Former Secretary of State Gen. Colin Powell broke with the Republican Party once again to endorse President Obama's re-election. The former chairman of the Joint Chiefs of Staff made the announcement on CBS This Morning.
"I voted for him in 2008 and I plan to stick with him in 2012 and I'll be voting for he and for Vice President Joe Biden next month," said the general, who described Obama as a "transformational figure" in 2008. Watch the clip AFTER THE JUMP ...

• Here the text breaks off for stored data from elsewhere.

PR #6582, opened 2026-09-17
fix(install): disable firewalld pulled in by fail2ban on RHEL family

### LINKED ISSUE #6569: [Bug]: EL7 - fail2ban setup pulls in firewalld and blocks all panel/inbound ports after reboot
### Describe the bug

On RHEL/CentOS 7 (EL7), the automatic Fail2ban setup that runs during install/upgrade
silently pulls in **`firewalld`** as a transitive dependency and leaves the unit
**enabled**.

`firewalld` is *not* started by the package transaction, so nothing appears to break at
that moment — the panel keeps working normally. But on the **next reboot** it starts with
its default `public` zone, which only allows `ssh` and `dhcpv6-client`. Every 3x-ui port
is then rejected by the host firewall:

* the panel port (e.g. `44328`)
* the subscription port (`2096`)
* every Xray inbound port

Clients get `Connection refused` (the firewall rejects with `icmp-host-prohibited`),
which looks exactly like "the panel died" even though `x-ui` is running and listening
correctly on all ports.

This is especially confusing to diagnose because the operator never configured a
firewall in the first place: on EL7 the dependency is pulled in silently, by a package
transaction that the 3x-ui script triggers on their behalf.

1. Start from a RHEL/CentOS 7 system where `firewalld` is **not** installed. Many
   minimal/VPS images remove it at provisioning time, so verify first:
   `rpm -q firewalld` → `package firewalld is not installed`.
2. Install or upgrade 3x-ui with the official script. During the run the installer
   prints `Setting up Fail2ban for the IP Limit feature...` and then executes:
   `yum makecache -y && yum install epel-release -y`
   `yum -y install fail2ban nftables`
3. Do **not** change anything else. At this point the panel and all inbounds are still
   reachable — nothing looks wrong.
4. Reboot the host (`reboot`).
5. After the reboot, the panel and every inbound port are unreachable
   (`curl: (7) Failed to connect ... Connection refused`), while SSH on port 22 still
   works.
6. Confirm the cause:
   `firewall-cmd --list-all` → `services: dhcpv6-client ssh`, `ports:` empty
   `iptables -L INPUT -n -v` → final `REJECT ... reject-with icmp-host-prohibited`

### Expected behavior

Installing or upgrading 3x-ui should not leave the host in a state where a firewall the
operator never asked for blocks the panel and all inbounds on the next boot.

If `firewalld` really has to be installed on EL7 as a side effect of `fail2ban`, the
installer should either leave it disabled (the `3x-ipl` jail does not need it), or open
the ports 3x-ui relies on, or at minimum warn loudly that a firewall was just enabled.

### Actual behavior

`firewalld` is installed and enabled as a side effect of the fail2ban dependency chain,
with an empty `public` zone. After the next reboot it rejects all traffic except SSH,
taking the panel, the subscription service, and every inbound offline — with no
indication in the 3x-ui output that anything firewall-related was installed.

### Relevant logs

The yum transaction triggered by the installer (note `firewalld` arriving as a
`Dep-Install`, not as a user-requested package):

```text
# yum history info <id>
Command Line   : -y install fail2ban nftables
Packages Altered:
    Install     fail2ban-0.11.2-3.el7.noarch                @epel
    Dep-Install fail2ban-firewalld-0.11.2-3.el7.noarch      @epel
    Dep-Install fail2ban-server-0.11.2-3.el7.noarch         @epel
    Dep-Install firewalld-0.6.3-13.el7_9.noarch             @updates
    Dep-Install python-firewall-0.6.3-13.el7_9.noarch       @updates
    Dep-Install firewalld-filesystem-0.6.3-13.el7_9.noarch  @updates
    Install     nftables-1:0.8-14.el7.x86_64                @base
    ...
```

`firewalld` is the only reverse dependency on EL7, so there is no way to install
`fail2ban` there without it:

```text
# rpm -q --whatrequires firewalld
fail2ban-firewalld-0.11.2-3.el7.noarch
```

The resulting zone / ruleset (empty `ports:` is the whole problem):

```text
# firewall-cmd --list-all
public (active)
  target: default
  interfaces: eth0
  services: dhcpv6-client ssh
  ports:
```

```text
# iptables -L INPUT -n -v --line-numbers
Chain INPUT (policy ACCEPT 0 packets, 0 bytes)
num   pkts bytes target     prot opt in     out     source        destination
1    19668 5223K ACCEPT     all  --  *      *       0.0.0.0/0     0.0.0.0/0     ctstate RELATED,ESTABLISHED
2      727 43600 ACCEPT     all  --  lo     *       0.0.0.0/0     0.0.0.0/0
...
7    22881 4478K REJECT     all  --  *      *       0.0.0.0/0     0.0.0.0/0     reject-with icmp-host-prohibited

# iptables -L IN_public_allow -n -v
Chain IN_public_allow (1 references)
 pkts bytes target     prot opt in     out     source        destination
   18  1104 ACCEPT     tcp  --  *      *       0.0.0.0/0     0.0.0.0/0     tcp dpt:22 ctstate NEW,UNTRACKED
```

`firewalld` was enabled at install time but only *started* at the reboot — the firewall
log contains a single line, timestamped at boot, not at package-install time:

```text
# systemctl is-enabled firewalld ; systemctl is-active firewalld
enabled
active

# cat /var/log/firewalld
2026-09-16 09:39:34 WARNING: AllowZoneDrifting is enabled. This is considered an insecure configuration option. ...
```

Meanwhile the panel and Xray are up and listening — only the firewall is blocking them:

```text
# ss -tlnp | grep -E '44328|2096|3000'
LISTEN 0 4096 [::]:2096   *:*  users:(("x-ui",pid=854,fd=16))
LISTEN 0 4096 [::]:30000  *:*  users:(("xray-linux-amd6",pid=865,fd=9))
LISTEN 0 4096 [::]:30001  *:*  users:(("xray-linux-amd6",pid=865,fd=11))
LISTEN 0 4096 [::]:30003  *:*  users:(("xray-linux-amd6",pid=865,fd=10))
LISTEN 0 4096 [::]:30007  *:*  users:(("xray-linux-amd6",pid=865,fd=5))
LISTEN 0 4096 [::]:44328  *:*  users:(("x-ui",pid=854,fd=10))

# curl -sk -o /dev/null -w '%{http_code}\n' https://127.0.0.1:44328/<basePath>/
200
```

### 3x-ui version

3.8.5

### Xray-core version

26.9.9

install.sh script

### Operating system

CentOS 7.9 (EL7), kernel 5.4.x, KVM VPS. The image had `firewalld` removed at
provisioning time (`yum history` shows an `-y remove firewalld linux-firmware`
transaction), so the host had no firewall at all before the upgrade.

Install / upgrade script

No — direct access

### Before submitting

- [x] I searched [existing issues](https://github.com/MHSanaei/3x-ui/issues?q=is%3Aissue) and this bug has not been reported.

### Additional context

**Root cause.** `x-ui.sh` → `setup_fail2ban_iplimit()` → the `centos)` branch:

```bash
centos)
    if [[ "${VERSION_ID}" =~ ^7 ]]; then
        yum makecache -y && yum install epel-release -y
        yum -y install fail2ban nftables
    else
        dnf makecache -y && dnf -y install fail2ban nftables
    fi
    ;;
```

The comment above this block explains that `nftables` was added so the *default sshd
jail* would not log `nft: not found`, and it explicitly mentions "fresh RHEL-family"
systems. The problem is that on EL7 the same command also drags in `firewalld`, and
nothing in the script ever accounts for that: `install_firewall()` only implements
`ufw`, so there is no firewalld code path anywhere, and no port is ever opened in its
zone.

Because the RPM only *enables* the unit (systemd preset) without starting it, the
breakage is deferred to the next boot — which makes it very hard to connect the symptom
back to the install/upgrade that caused it. Debian/Ubuntu are unaffected, which likely
explains why this has gone unnoticed.

**Impact.** Any EL7 deployment that did not already have `firewalld` installed loses all
non-SSH connectivity after the first reboot following a 3x-ui install or upgrade.

**Suggested fix (any of these).**

1. On the RHEL family, if `firewalld` was pulled in by *this* transaction and was not
   present/running before, leave it disabled afterwards (`systemctl disable --now
   firewalld`). The `3x-ipl` jail uses plain iptables
   (`before = iptables-allports.conf`) and does not need firewalld, so IP Limit keeps
   working.
2. Or open the panel port in the firewalld zone before reloading, and tell the operator
   that inbound ports must be opened manually.
3. Or, at minimum, print a prominent warning when the transaction introduces
   `firewalld`, so the operator is not left debugging a "panel is down" symptom that has
   nothing to do with the panel.

**Workaround for affected users** (IP Limit / fail2ban keeps working):

```bash
systemctl disable --now firewalld
```

**Note.** As of this report, `x-ui.sh` on `main` still contains the same block.

sdhfsl:
## Problem

Fixes #6569.

On RHEL-family hosts where firewalld is not installed, `yum/dnf install fail2ban` can pull firewalld in as a dependency, arriving enabled. Nothing breaks immediately, but after the next reboot its default `public` zone (ssh + dhcpv6-client only) rejects the panel port, the subscription port and every inbound port — looking exactly like a dead panel while `x-ui` runs fine.

## Fix

In `setup_fail2ban_iplimit` (`x-ui.sh`): snapshot firewalld presence before the install; if the transaction introduced it on a host that never had it, `systemctl disable --now firewalld` and print the re-enable command. Hosts already using firewalld, and installs where fail2ban was already present, are untouched. Failure of the disable step never blocks the install.

## Tests

`bash -n` syntax check passes. Logic walked through all four states (had/has matrix); no shellcheck in CI for this repo, verified by reading. Live EL7 verification isn't available in this environment — flagging that honestly.


BlindMaster24:
> ## Problem
> Fixes #6569.
> 
> On RHEL-family hosts where firewalld is not installed, `yum/dnf install fail2ban` can pull firewalld in as a dependency, arriving enabled. Nothing breaks immediately, but after the next reboot its default `public` zone (ssh + dhcpv6-client only) rejects the panel port, the subscription port and every inbound port — looking exactly like a dead panel while `x-ui` runs fine.
> 
> ## Fix
> In `setup_fail2ban_iplimit` (`x-ui.sh`): snapshot firewalld presence before the install; if the transaction introduced it on a host that never had it, `systemctl disable --now firewalld` and print the re-enable command. Hosts already using firewalld, and installs where fail2ban was already present, are untouched. Failure of the disable step never blocks the install.
> 
> ## Tests
> `bash -n` syntax check passes. Logic walked through all four states (had/has matrix); no shellcheck in CI for this repo, verified by reading. Live EL7 verification isn't available in this environment — flagging that honestly.

Check it yourself if you can. If not, tell me so I'll take it over.

sdhfsl:
> > ## 问题
> > 修复了#6569。
> > 在未安装 firewalld 的 RHEL 系列主机上，`yum/dnf install fail2ban`可以将其作为依赖项引入，并启用。虽然不会立即出现任何问题，但在下次重启后，其默认`public`区域（仅支持 SSH 和 DHCPv6 客户端）会拒绝面板端口、订阅端口以及所有入站端口——看起来就像面板完全失效，但实际上`x-ui`运行正常。
> > ## 使固定
> > 在`setup_fail2ban_iplimit`（`x-ui.sh`）中：快照显示安装前 firewalld 的存在情况；如果事务在从未安装过 firewalld 的主机上引入了 firewalld，`systemctl disable --now firewalld`则打印重新启用命令。已在使用 firewalld 的主机以及已安装 fail2ban 的主机将保持不变。禁用步骤的失败不会阻止安装。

Powell described his rationale:
"When he took over, the country was in very very difficult straits. We were in the one of the worst recessions we had seen in recent times, close to a depression. The fiscal system was collapsing. Wall Street was in chaos, we had 800,000 jobs lost in that first month of the Obama administration and unemployment peaked a few months later at 10 percent. So we were in real trouble. The auto industry was collapsing, the housing was start[ing] to collapse and we were in very difficult straits. And I saw over the next several years, stabilization come back in the financial community, housing is now starting to pick up after four years, it's starting to pick up. Consumer confidence is rising."
Watch the clip AFTER THE JUMP ...
The move comes only days after Obama and Republican challenger Mitt Romney sparred over foreign policy in the third and final presidential debate ahead of the November 6 election.
Powell slammed Romney's foreign policy as inconsistent. "I'm not quite sure which Governor Romney we'd be getting with respect to foreign policy," Powell said, calling Romney's foreign policy "a moving target."
Powell also criticized Romney's economic policies as "more of the same" and questioned his ability to manage the nation's fiscal problems.